The Delta II second stage was powered by a single Aerojet AJ-10-118K engine. The restartable engine used hypergolic propellants and was hydraulically gimbaled to provide yaw and pitch control during powered flight. Roll control was provided by the redundant attitude control system (RACS). The RACS used nitrogen gas as propellant. During unpowered flight, the RACS also provided pitch and yaw control.

The Delta II second stage was often used with a solid propelled third stage.

Delta IV Second Stage

The Delta IV second stage is available in two sizes. The smaller version is known as the 4 meter model (illustration at left), while the larger is 5 meters (right). Both versions use a single RL10B-2 engine.
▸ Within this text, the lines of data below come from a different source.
PR #3200, opened 2026-05-06
fix(_logs): redact sensitive headers interpolated into log message strings

### LINKED ISSUE #1196: At debug log level API requests to OpenAI get logged with all headers, including an API key, in plaintext

Ghraven:
Fixes #1196

## Problem

`SensitiveHeadersFilter` only redacts headers when they appear as a structured `dict` in `record.args`. When httpx logs at `DEBUG` level it interpolates headers directly into the message string — e.g. `"headers={'authorization': 'Bearer sk-...'}"` — bypassing the dict-path entirely and leaving the API key visible in plain text debug logs.

## Fix

Add a second pass that inspects the fully-formatted log message for `header: value` patterns matching `SENSITIVE_HEADERS` and replaces the value with `<redacted>`. When a substitution is made, `record.msg` is replaced with the sanitised string and `record.args` is reset so Python's logging machinery does not re-interpolate the original.

Both paths now apply: dict-based structured logs (existing) and string-formatted messages (new).

### DIFF
--- a/src/openai/_utils/_logs.py
+++ b/src/openai/_utils/_logs.py
@@ -34,9 +34,24 @@ def setup_logging() -> None:
 class SensitiveHeadersFilter(logging.Filter):
     @override
     def filter(self, record: logging.LogRecord) -> bool:
+        # Case 1: headers passed as a dict in record.args (structured logging)
         if is_dict(record.args) and "headers" in record.args and is_dict(record.args["headers"]):
             headers = record.args["headers"] = {**record.args["headers"]}
             for header in headers:
                 if str(header).lower() in SENSITIVE_HEADERS:
                     headers[header] = "<redacted>"
+
+        # Case 2: headers already interpolated into the log message string
+        # (e.g. httpx debug output: "headers={'authorization': 'Bearer sk-...'}")
+        import re
+        msg = record.getMessage()
+        for header in SENSITIVE_HEADERS:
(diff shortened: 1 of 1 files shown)


Ghraven:
Hi! Just checking in. Happy to adjust the redaction approach or add test coverage if that would help move it forward. Thanks for your time!

marcuswood-oai:
Thanks for working on this. [#3685](https://github.com/openai/openai-python/pull/3685) removed the SDK's header dumps and stopped `OPENAI_LOG` from enabling transport loggers, superseding this additional redaction pass.

Please upgrade to `openai` 3.4.0 or newer. Closing this PR as superseded; #1196 remains open for its broader concerns, and separately enabled transport logging still needs application configuration.

PR #3210, opened 2026-05-08
fix(examples): split push-to-talk shebang arguments

lucky-verma:
five executable examples use an env shebang without `-S`:

```
examples/audio.py
examples/speech_to_text.py
examples/text_to_speech.py
examples/realtime/realtime.py
examples/realtime/push_to_talk_app.py
```

added `push_to_talk_app.py` per your review. i checked every mode-100755 file under `examples/` and those five are the only ones missing `-S`. (`azure.py`, `azure_ad.py` and `module_client.py` are 755 with no shebang at all — different issue, left alone.)

also correcting myself: i said linux env splits the args so this only broke on older BSD. that's wrong, it fails there too — on coreutils 9.4 `./examples/audio.py` gives `env: 'rye run python': No such file or directory`.

only shebang lines change. modes unchanged, ruff check + format clean on all five.

### DIFF
--- a/.stats.yml
+++ b/.stats.yml
@@ -1,4 +1,4 @@
 configured_endpoints: 279
-openapi_spec_url: https://storage.googleapis.com/stainless-sdk-openapi-specs/openai/openai-31fcc3c97e5c432754bf0b72c5d5abbe1493573f0ca888af914baf81188b453e.yml
-openapi_spec_hash: f867849a0c2a9c9b838d21f1c720a9e3
-config_hash: fce3820c4f95b555e486349bc7d297d8
+openapi_spec_url: https://storage.googleapis.com/stainless-sdk-openapi-specs/openai/openai-109bc94104d50d22b22a44ea4d9fdf9ee5ecb09fe8cafbab10c4651cfb1b7d23.yml
+openapi_spec_hash: d342651bd77c6cd6ea10a9d889b35bb8
+config_hash: 017f3e1596129b7f06acd753e8a0d6e2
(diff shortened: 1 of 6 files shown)


DTiming24:
Good portability cleanup. `env -S` is a subtle but important change here; a brief note in the examples README about the minimum shell/coreutils support would help users on older environments avoid surprises.

jbeckwith-oai (dismissed):
One same-class executable shebang is still missing from this portability sweep: examples/realtime/push_to_talk_app.py:1 remains `#!/usr/bin/env uv run` (mode 100755). On Linux, the kernel passes `uv run` as one argument and GNU env tries to find an executable with that literal name, so direct invocation fails with the same error these four edits fix. Please change it to `#!/usr/bin/env -S uv run` as well. The four modified Rye shebangs, executable modes, Ruff/format checks, and compile validation are otherwise clean.

lucky-verma:
added `-S` to `push_to_talk_app.py`. also corrected the linux claim in the description — you were right, it fails there too. PTAL

marcuswood-oai (approved):

marcuswood-oai:
Thanks for fixing this. The [push-to-talk example](https://github.com/openai/openai-python/blob/1493321affb1814fba7b669892e376a119d8d36f/examples/realtime/push_to_talk_app.py#L1) still passes `uv run` as a single executable name when launched directly. Adding `-S` fixes the argument splitting and matches [uv’s documented shebang usage](https://docs.astral.sh/uv/guides/scripts/#using-a-shebang-to-create-an-executable-file).

PR #3211, opened 2026-05-08
chore(examples): bump module_client.py to gpt-5.6

lucky-verma:
Update the existing module-client streaming example from GPT-4 to the documented `gpt-5.6` alias for GPT-5.6 Sol. The [official model documentation](https://developers.openai.com/api/docs/models/gpt-5.6-sol) confirms the alias. Validation: Ruff, compilation, and offline mocked streaming execution passed; no live API testing. Focused security review found no issues.

### DIFF
--- a/.stats.yml
+++ b/.stats.yml
@@ -1,4 +1,4 @@
 configured_endpoints: 279
-openapi_spec_url: https://storage.googleapis.com/stainless-sdk-openapi-specs/openai/openai-31fcc3c97e5c432754bf0b72c5d5abbe1493573f0ca888af914baf81188b453e.yml
-openapi_spec_hash: f867849a0c2a9c9b838d21f1c720a9e3
-config_hash: fce3820c4f95b555e486349bc7d297d8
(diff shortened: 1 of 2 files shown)


DTiming24:
Makes sense to keep the module-client example on the current default model. If this is intended as a broadly reusable sample, it may be worth adding a tiny note that users should swap in their own model tier when they need different latency/cost tradeoffs.

jbeckwith-oai (dismissed):
This update is already stale relative to its stated goal of moving the example to the current default model. The current official Models guide recommends the `gpt-5.6` alias (routing to GPT-5.6 Sol), which supports Chat Completions and streaming: https://developers.openai.com/api/docs/models. Please update examples/module_client.py to `model="gpt-5.6"` instead of landing the previous-generation `gpt-5.5` in a current-model refresh. The one-line change otherwise passes Ruff, formatting, compile, and diff checks.

lucky-verma:
bumped to `gpt-5.6`. PTAL

marcuswood-oai:
Thanks for addressing the requested model update. The [official documentation](https://developers.openai.com/api/docs/models/gpt-5.6-sol) confirms that `gpt-5.6` is a supported alias with streaming support, so this refresh is valid for the existing example.

marcuswood-oai (approved):

marcuswood-oai (approved):

Issue #3201, opened 2026-05-06
Streaming tool_call deltas with duplicate indexes in first chunk are accumulated incorrectly


csreesan:
### Confirm this is an issue with the Python library and not an underlying OpenAI API

- [x] This is an issue with the Python library

### Describe the bug

`accumulate_delta` (https://github.com/openai/openai-python/blob/main/src/openai/lib/streaming/_deltas.py#L6) appears to assume that an indexed list entry’s `"index"` field matches its physical position in the Python list, and ignore the index entry.

This breaks when the first streamed chunk contains multiple `tool_calls` entries with the same `index`.

Example first chunk:

```
{
  "delta": {
    "tool_calls": [
      {
        "index": 0,
        "id": "functions.list_files:0",
        "function": { "name": "list_files" },
        "type": "function"
      },
      {
        "index": 0,
        "function": { "arguments": " {\"" }
      }
    ]
  },
  "index": 0
}
```

Because this is the first tool_calls value, the accumulator stores the list directly:
```
if key not in acc:
    acc[key] = delta_value
    continue
```
So the accumulated snapshot now contains two physical list entries with index: 0.

Later chunks like this:
```
{
  "delta": {
    "tool_calls": [
      {
        "index": 0,
        "function": { "arguments": "path\": \".\"}" }
      }
    ]
  }
}
```
are merged into acc_value[0], while the second duplicate index: 0 entry remains separate. This strands part of the tool call arguments and produce invalid final JSON. Ending up with:
```
[
  {
    "index": 0,
    "id": "functions.list_files:0",
    "type": "function",
    "function": {
      "name": "list_files",
      "arguments": "path\": \".\"} "
    }
  },
  {
    "index": 0,
    "function": {
      "arguments": " {\""
    }
  }
]
```

## Expected behavior

List entries with an "index" field should be merged by logical index, not by physical list position.
The two index: 0 entries in the first chunk should accumulate into one tool call:
```
[
  {
    "index": 0,
    "id": "functions.list_files:0",
    "type": "function",
    "function": {
      "name": "list_files",
      "arguments": " {\"path\": \".\"}"
    }
  }
]
```

Note that this is not a problem with the OpenAI's Go SDK because it uses the index directly.

### To Reproduce

I ran basic tool calling with Kimi 2.6 using speculative decoding using vLLM OpenAI compatible server, and this SDK.
https://recipes.vllm.ai/moonshotai/Kimi-K2.6

### Code snippets

```Python

```

### OS

[...]

PR #3227, opened 2026-05-11
fix(streaming): handle duplicate-index list entries in accumulate_delta

### LINKED ISSUE #3203: `accumulate_delta` drops tool_call fragments when one chunk has multiple entries at the same `index`

### Describe the bug

When a streaming chunk contains two `tool_calls` entries with the same `index`, `accumulate_delta` stores them as two separate list elements instead of merging them. Observed in practice against vLLM with speculative decoding enabled. Subsequent chunks then merge into element `[0]` only, leaving element `[1]` orphaned. The reconstructed `tool_calls[0].function.arguments` is missing whichever fragment landed on `[1]` and is no longer parseable as JSON.

The OpenAPI spec permits this shape. `tool_calls` is an unconstrained array, and `ChatCompletionMessageToolCallChunk` only requires `index`:

```yaml
ChatCompletionStreamResponseDelta:
  properties:
    tool_calls:
      type: array
      items:
        $ref: "#/components/schemas/ChatCompletionMessageToolCallChunk"
```

See also #3201 , which is the same issue but with a narrower scope. (I can move this to a comment there if needed).

The cause is two early-return branches at the top of the per-key loop in [`_deltas.py`](https://github.com/openai/openai-python/blob/5e8f09c2c8f65d2e93722270963f4a19a760736f/src/openai/lib/streaming/_deltas.py#L7-L15): 

```python
for key, delta_value in delta.items():
    if key not in acc:          # L8-10: key absent
        acc[key] = delta_value
        continue

    acc_value = acc[key]
    if acc_value is None:       # L13-15: value is None
        acc[key] = delta_value
        continue
```

Both assign the delta list wholesale and skip the [index merge logic](https://github.com/openai/openai-python/blob/5e8f09c2c8f65d2e93722270963f4a19a760736f/src/openai/lib/streaming/_deltas.py#L33-L60) that handles duplicate indexes in steady state. So any duplicate-`index` entries in the very first chunk slip through unmerged.

[`_assistants.py`](https://github.com/openai/openai-python/blob/5e8f09c2c8f65d2e93722270963f4a19a760736f/src/openai/lib/streaming/_assistants.py#L980-L1034) has identical merge logic with the same bug. [`_convert_initial_chunk_into_snapshot`](https://github.com/openai/openai-python/blob/5e8f09c2c8f65d2e93722270963f4a19a760736f/src/openai/lib/streaming/chat/_completions.py#L747) in `_completions.py` uses `"message": choice.delta.to_dict()` to seed the snapshot, which copies the raw delta array without an index merge. So the bug also triggers on the very first chunk of a stream.

In the Node SDK (`openai@6.36.0`), `ChatCompletionStream.ts` (lines 316-337) doesn't have the short circuit. It always loops and dispatches by `index`, and produces the correct result on this input. `AssistantStream.accumulateDelta` (lines 213-270) has the same fast-path logic and the same bug.

### To Reproduce

```python
import json
from openai.lib.streaming._deltas import accumulate_delta

acc = {"tool_calls": None}

# Simulates a first chunk with two entries at index=0
# (e.g. tool name + first argument fragment in one SSE event)
accumulate_delta(acc, {"tool_calls": [
    {"index": 0, "id": "call_abc", "function": {"name": "get_weather"}, "type": "function"},
    {"index": 0, "function": {"arguments": '{"city"'}},
]})
accumulate_delta(acc, {"tool_calls": [
    {"index": 0, "function": {"arguments": ': "London"}'}},
]})

args = acc["tool_calls"][0]["function"]["arguments"]
try:
    json.loads(args)
except json.JSONDecodeError as e:
    print("arguments not parseable:", e)
print("orphan entry:", acc["tool_calls"][1])
```

Expected: `arguments == '{"city": "London"}'`, parses to `{"city": "London"}`.

Actual: `arguments == ': "London"}'`. The `'{"city"'` prefix ended up on `acc["tool_calls"][1]`.

### Code snippets

```Python

```

### OS

macOS

### Python version

Python v3.14.2

### Library version

openai v2.35.0

rmotgi1227:
There's a bug in accumulate_delta where if the very first streaming chunk contains a list value (like tool_calls), the function copies it wholesale into acc and returns early — completely skipping the index-based merge logic. That means if the first chunk happens to have two entries at the same index (which the OpenAI spec allows), they end up as two separate list items instead of being merged. Subsequent chunks then only ever touch index 0, leaving the duplicate entry orphaned and causing tool_calls[0].function.arguments to be missing a chunk and come out as invalid JSON.

The fix is straightforward: in the two early-return branches ("key not in acc" and "acc_value is None"), check whether delta_value is a list before doing the wholesale copy. If it is, initialize acc[key] to an empty list and let execution fall through to the existing per-index merge loop, the same path that all subsequent chunks already go through. Non-list values still take the original fast path.

The change is in src/openai/lib/streaming/_deltas.py only. The same early-return pattern exists in _assistants.py but that file has different context so I've left it for a separate follow-up if needed.

Fixes #3203. See also #3201 which covers a narrower version of the same bug.

### DIFF
--- a/src/openai/lib/streaming/_deltas.py
+++ b/src/openai/lib/streaming/_deltas.py
@@ -44,7 +44,7 @@ def accumulate_delta(acc: dict[object, object], delta: dict[object, object]) -> 
         elif is_list(acc_value) and is_list(delta_value):
             # for lists of non-dictionary items we'll only ever get new entries
             # in the array, existing entries will never be changed
-            if all(isinstance(x, (str, int, float)) for x in acc_value):
+            if acc_value and all(isinstance(x, (str, int, float)) for x in acc_value):
                 acc_value.extend(delta_value)
                 continue
 
--- a/src/openai/lib/streaming/_deltas.py
+++ b/src/openai/lib/streaming/_deltas.py
@@ -6,13 +6,24 @@ from ..._utils import is_dict, is_list
 def accumulate_delta(acc: dict[object, object], delta: dict[object, object]) -> dict[object, object]:
     for key, delta_value in delta.items():
         if key not in acc:
-            acc[key] = delta_value
-            continue
+            if is_list(delta_value):
+                # Initialize an empty list so that list-merge logic below
+                # handles duplicate-index entries even on the very first chunk.
+                acc[key] = []
+            else:
+                acc[key] = delta_value
+                continue
 
         acc_value = acc[key]
         if acc_value is None:
-            acc[key] = delta_value
-            continue
+            if is_list(delta_value):
+                # Same as above: route list deltas through the merge path
+                # instead of copying the raw array wholesale.
+                acc[key] = []
+                acc_value = acc[key]
+            else:
+                acc[key] = delta_value
+                continue
 
         # the `index` property is used in arrays of objects so it should
         # not be accumulated like other values e.g.


nomiveritas (approved):

marcuswood-oai:

PR #3240, opened 2026-05-15
fix: guard against item=None in response.output_item.added accumulator

### LINKED ISSUE #3125: Responses stream accumulator crashes when response.output_item.added has item=None

sharziki:
## Summary

Closes #3125

The Responses stream accumulator assumed every `response.output_item.added` event includes a non-null `item` and immediately accessed `event.item.type`. OpenAI-compatible providers can emit this event with `item=None`, which crashes streaming with `AttributeError`.

## Changes

- **`src/openai/lib/streaming/responses/_responses.py`**: Add a defensive `None` check before inspecting `event.item.type`, so malformed/null output-item events are skipped instead of crashing the stream accumulator

## Verification

- Not run; small defensive guard in the accumulator path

Build by Pratt & Whitney, the RL10B-2 uses liquid hydrogen and liquid oxygen as propellants and features an extendable nozzle for increased efficiency. The engine produces 110 kN^[2] of thrust.

The 4 meter version carries 20,410 kg^[2] of propellant, allowing approximately 850^[2] seconds of burn time. The 5 meter versions carries 27,200 kg^[2] of propellant, allowing over 1,125^[2] seconds of burn time.

Block DM

Block DM is used with both the Proton-K and Zenit-3SL rockets. The stage is derived from the Block-D stage and features a restartable engine fueled with kerosene and liquid oxygen.

Fregat

The Russian Fregat upper stage features a main propulsion system capable of being restarted several times. The stage uses nitrogen tetroxide (NTO) and unsymmetrical dimethyl hydrazine (UDMH) as propellants.

Fregat is used with the Soyuz-Fregat rocket.

Briz-M

Briz-M serves as third stage on the Russian Proton-M Briz-M launcher.

The Briz-M, sometimes referred to as "Breeze M", is around 4 m in diameter and 2.65 m tall. The stage uses nitrogen tetroxide and unsymmetrical dimethylhydrazine as propellants. The Briz-M provides greater performance over the Blok-DM thanks to its unique fuel tank arrangement.

The Briz-M has two sets of fuel tanks. One set of tanks, located in the core of the stage, remains with the booster throughout its use. Another set of larger tanks, located around the perimeter of the stage, can be jettisoned in flight as they are depleted.

Briz-KM

Briz-KM serves as third stage on the Russian Rockot launcher.

The stage features a restartable main engine, and is fueled with N2O4 and UDMH.

EPS

A storable propellant upper stage used with the Ariane 5 rocket.

ESC-A

A cryogenic upper stage used with the Ariane 5 ECA rocket.

ESC-B

A cryogenic upper stage designed for use with the Ariane 5 rocket.

TE-M-364 Solid Rocket Motor

The Thiokol TE-M-364 was a solid-propellant upper stage motor used on Thor and Atlas rockets.

Thiokol TE-M-364 Solid Rocket Motor on display at the National Museum of the United States Air Force

((Photos: Richard Kruse, 2007)

PAM-D Stage

PAM-D with satellite
Illustration showing a PAM-D with a typical payload. (An astronaut is included as a scale reference.)

The Payload Assist Module (PAM-D) was sometimes used with the Delta II and Space Shuttle launch vehicles. The PAM-D was spin stabilized and used a solid fueled Star-48B rocket motor.

Falcon 9 Second Stage

The Falcon 9 second stage is built by SpaceX and is powered by a single Merlin engine. Propellants are liquid oxygen and RP-1 (kerosene). The gimbaled engine is throttleable and can be restarted.